[Stored data entries]
PR #460, opened 2018-04-15
Replace hardcode value with VkColorComponentFlagBits enum

sjfricke:
to keep the consistency, I added the [VkColorComponentFlagBits](https://www.khronos.org/registry/vulkan/specs/1.0/html/vkspec.html#VkColorComponentFlagBits) enums instead of just hardcoding the `0xf` for both good coding pratice saving people a google search of what `0xf` represents

### DIFF
--- a/examples/bloom/bloom.cpp
+++ b/examples/bloom/bloom.cpp
@@ -680,7 +680,7 @@ public:
 
 		VkPipelineColorBlendAttachmentState blendAttachmentState =
 			vks::initializers::pipelineColorBlendAttachmentState(
-				0xf,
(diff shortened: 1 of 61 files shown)


SaschaWillems:
Not sure about this (was suggested multiple times). Didn't do this from the start because I don't like that long flag combination line myself and would rather define this as an initializer and reuse that.

sjfricke:
No thats fair, Its part my fault for not looking if this was mentioned before making PR. I guess it just seemed odd since everything is so verbose as it is to decide this one thing shouldn't use the long enums syntax. I guess maybe a better approach would be to make an `#define` out of it.

PR #1231, opened 2025-08-15
Reducing draw calls in textoverlay example

GDBobby:
if this pull request is denied, I'd still recommend changing line 107 to

VkDeviceSize bufferSize = TEXTOVERLAY_MAX_CHAR_COUNT * sizeof(glm::vec4) * 4;

or renaming TEXTOVERLAY_MAX_CHAR_COUNT to TEXTOVERLAY_MAX_VERTEX_COUNT

addText should have protections for vertexBuffer overflow (situations in which numLetters >= TEXTOVERLAY_MAX_CHAR_COUNT), but I'm assuming that's out of scope for this example.

there's still room for other easy optimizations. 
like an index buffer, 
or a separate buffer containing font data as a whole, reducing uploaded data and cpu calculations.

### DIFF
--- a/examples/textoverlay/textoverlay.cpp
+++ b/examples/textoverlay/textoverlay.cpp
@@ -104,7 +104,7 @@ struct TextOverlay
 		stb_font_consolas_24_latin1(stbFontData, font24pixels, fontHeight);
 
 		// Vertex buffers containing the text information per max. concurrent frames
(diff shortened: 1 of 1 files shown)


SaschaWillems:
Thanks for your PR. Your contribution is very much appreciated.

As for further improvements: I want to keep this sample as simple as possible, it's kinda like a precursor to the ImGui sample. So I'm fine with the way it is (after this PR).

PR #1238, opened 2025-09-30
Fix incorrect uniform buffer index used to bind the descriptor buffer at cmd buffer building time

takayhan-AMD:
Trivial fix to render using correct UBO index.


SaschaWillems:
Thx for this PR. Very much appreciated!

PR #1239, opened 2025-10-03
Fix textoverlay Android build - include torusknot.gltf asset

lordalcol:
Fixes a problem where it wouldn't find the torusknot.gltf model on android.


SaschaWillems:

PR #1241, opened 2025-10-22
Fix instance creation on apple platforms

aitor-lunarg:
Only MoltenVK requires configuration at startup

### DIFF
--- a/base/vulkanexamplebase.cpp
+++ b/base/vulkanexamplebase.cpp
@@ -837,20 +837,36 @@ VulkanExampleBase::VulkanExampleBase()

**Exercise directions:** Go through the data above and return each line containing the string "enums".

**Solution:**
to keep the consistency, I added the [VkColorComponentFlagBits](https://www.khronos.org/registry/vulkan/specs/1.0/html/vkspec.html#VkColorComponentFlagBits) enums instead of just hardcoding the `0xf` for both good coding pratice saving people a google search of what `0xf` represents
No thats fair, Its part my fault for not looking if this was mentioned before making PR. I guess it just seemed odd since everything is so verbose as it is to decide this one thing shouldn't use the long enums syntax. I guess maybe a better approach would be to make an `#define` out of it.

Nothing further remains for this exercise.